** DATA SUPPLIED follows **

PR #90, opened 2021-09-21
Fix `ref` property to normalize `TsNonNullExpression` and `TsAsExpression`

LXSMNSYC:
This PR fixes a known issue for `dom-expressions` where using non-null and type-as expressions causes `ref` property to get stripped out of the output code.

TODO
- Should I add fixtures/snapshots for the TS expressions?

### DIFF
--- a/packages/babel-plugin-jsx-dom-expressions/src/dom/element.js
+++ b/packages/babel-plugin-jsx-dom-expressions/src/dom/element.js
@@ -335,7 +335,6 @@ function transformAttributes(path, results) {
       ) {
         if (key === "ref") {
           // Normalize expressions for non-null and type-as
-          console.log(value.expression);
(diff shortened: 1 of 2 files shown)


ryansolid:
Hmm... That's interesting. I didn't expect TS to affect the compilation so I never set them up that way. Presumably, this doesn't break if typescript isn't present in the consuming project as the types are part of Babel Types. But getting the JSX types into the project is a bit awkward since DOM Expressions doesn't expose the types in the way that can be used with the jsxImportSource.

I don't know. I'm ok with this one as a one shot I think compared to trying to change the test setup at the moment.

** End of DATA SUPPLIED **

ASSIGNED TASK:
From beginning to end, the data must be duplicated exactly.

TASK ANSWER:
PR #90, opened 2021-09-21
Fix `ref` property to normalize `TsNonNullExpression` and `TsAsExpression`

LXSMNSYC:
This PR fixes a known issue for `dom-expressions` where using non-null and type-as expressions causes `ref` property to get stripped out of the output code.

TODO
- Should I add fixtures/snapshots for the TS expressions?

### DIFF
--- a/packages/babel-plugin-jsx-dom-expressions/src/dom/element.js
+++ b/packages/babel-plugin-jsx-dom-expressions/src/dom/element.js
@@ -335,7 +335,6 @@ function transformAttributes(path, results) {
       ) {
         if (key === "ref") {
           // Normalize expressions for non-null and type-as
-          console.log(value.expression);
(diff shortened: 1 of 2 files shown)


ryansolid:
Hmm... That's interesting. I didn't expect TS to affect the compilation so I never set them up that way. Presumably, this doesn't break if typescript isn't present in the consuming project as the types are part of Babel Types. But getting the JSX types into the project is a bit awkward since DOM Expressions doesn't expose the types in the way that can be used with the jsxImportSource.

I don't know. I'm ok with this one as a one shot I think compared to trying to change the test setup at the moment.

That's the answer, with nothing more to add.